BEGIN Material provided

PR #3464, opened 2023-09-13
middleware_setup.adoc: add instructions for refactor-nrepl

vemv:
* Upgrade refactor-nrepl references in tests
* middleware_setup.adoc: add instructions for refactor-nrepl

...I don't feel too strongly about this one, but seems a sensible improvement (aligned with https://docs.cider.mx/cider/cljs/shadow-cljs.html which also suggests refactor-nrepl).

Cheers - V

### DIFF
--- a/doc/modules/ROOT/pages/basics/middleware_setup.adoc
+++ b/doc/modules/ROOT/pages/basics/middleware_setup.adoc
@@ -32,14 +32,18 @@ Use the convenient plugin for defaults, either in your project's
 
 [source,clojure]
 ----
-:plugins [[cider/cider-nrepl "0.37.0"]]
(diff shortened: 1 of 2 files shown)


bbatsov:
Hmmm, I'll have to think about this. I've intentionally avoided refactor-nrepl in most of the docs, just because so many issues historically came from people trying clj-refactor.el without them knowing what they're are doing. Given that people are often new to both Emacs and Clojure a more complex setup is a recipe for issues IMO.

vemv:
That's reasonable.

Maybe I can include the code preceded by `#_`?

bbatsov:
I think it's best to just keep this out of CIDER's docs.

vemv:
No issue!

END Material provided
BEGIN Material provided

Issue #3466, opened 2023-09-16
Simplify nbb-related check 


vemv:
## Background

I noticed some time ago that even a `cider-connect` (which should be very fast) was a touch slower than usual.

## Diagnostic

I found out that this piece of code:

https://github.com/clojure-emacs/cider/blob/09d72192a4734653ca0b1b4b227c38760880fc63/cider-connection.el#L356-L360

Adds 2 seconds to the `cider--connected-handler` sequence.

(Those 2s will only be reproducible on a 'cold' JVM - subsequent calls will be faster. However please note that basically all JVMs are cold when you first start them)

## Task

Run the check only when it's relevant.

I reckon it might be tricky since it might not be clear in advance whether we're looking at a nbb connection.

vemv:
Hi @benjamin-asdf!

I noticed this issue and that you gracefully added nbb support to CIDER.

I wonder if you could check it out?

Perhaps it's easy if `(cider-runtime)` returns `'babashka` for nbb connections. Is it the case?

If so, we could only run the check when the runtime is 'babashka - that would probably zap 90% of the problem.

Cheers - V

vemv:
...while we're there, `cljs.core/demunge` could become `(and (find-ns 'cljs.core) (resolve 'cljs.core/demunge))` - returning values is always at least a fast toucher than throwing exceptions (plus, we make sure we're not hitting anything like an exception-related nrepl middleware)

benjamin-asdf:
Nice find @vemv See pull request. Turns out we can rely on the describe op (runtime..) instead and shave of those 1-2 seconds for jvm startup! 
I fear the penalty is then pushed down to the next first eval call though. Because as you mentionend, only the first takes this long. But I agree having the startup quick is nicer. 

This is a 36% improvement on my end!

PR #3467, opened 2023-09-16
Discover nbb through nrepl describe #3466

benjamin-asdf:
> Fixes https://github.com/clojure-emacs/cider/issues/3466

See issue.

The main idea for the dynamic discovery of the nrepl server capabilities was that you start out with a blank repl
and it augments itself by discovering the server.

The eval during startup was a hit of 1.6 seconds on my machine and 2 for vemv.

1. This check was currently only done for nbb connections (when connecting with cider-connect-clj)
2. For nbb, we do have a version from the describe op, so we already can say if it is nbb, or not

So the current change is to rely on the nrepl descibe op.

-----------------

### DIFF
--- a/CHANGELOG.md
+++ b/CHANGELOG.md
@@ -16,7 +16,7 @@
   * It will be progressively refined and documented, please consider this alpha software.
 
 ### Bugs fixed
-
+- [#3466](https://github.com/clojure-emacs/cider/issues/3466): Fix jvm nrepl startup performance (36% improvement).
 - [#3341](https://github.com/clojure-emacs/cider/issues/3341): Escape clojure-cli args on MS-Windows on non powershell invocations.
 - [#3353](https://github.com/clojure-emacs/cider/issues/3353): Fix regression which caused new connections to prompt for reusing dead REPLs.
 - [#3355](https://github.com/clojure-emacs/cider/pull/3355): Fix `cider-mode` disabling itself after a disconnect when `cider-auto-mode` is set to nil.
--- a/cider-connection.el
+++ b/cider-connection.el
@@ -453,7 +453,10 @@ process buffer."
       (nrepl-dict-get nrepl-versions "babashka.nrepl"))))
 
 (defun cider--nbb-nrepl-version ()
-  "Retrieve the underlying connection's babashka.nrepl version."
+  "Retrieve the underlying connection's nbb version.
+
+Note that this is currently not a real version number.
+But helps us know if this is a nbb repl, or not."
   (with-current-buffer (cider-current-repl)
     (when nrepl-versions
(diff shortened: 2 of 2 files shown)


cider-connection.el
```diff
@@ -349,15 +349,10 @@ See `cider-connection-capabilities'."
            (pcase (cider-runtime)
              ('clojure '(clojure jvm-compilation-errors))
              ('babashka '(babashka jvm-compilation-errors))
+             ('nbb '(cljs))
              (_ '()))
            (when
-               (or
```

END Material provided
BEGIN Material provided

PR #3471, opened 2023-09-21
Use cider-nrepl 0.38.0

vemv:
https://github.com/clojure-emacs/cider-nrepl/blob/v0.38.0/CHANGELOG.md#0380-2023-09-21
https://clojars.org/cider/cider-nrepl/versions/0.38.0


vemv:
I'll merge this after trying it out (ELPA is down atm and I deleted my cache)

END Material provided

**What is required**.
Within the listing above, each line containing "Retrieve" is counted once; report the total and nothing else.

**Result of this exercise**.
2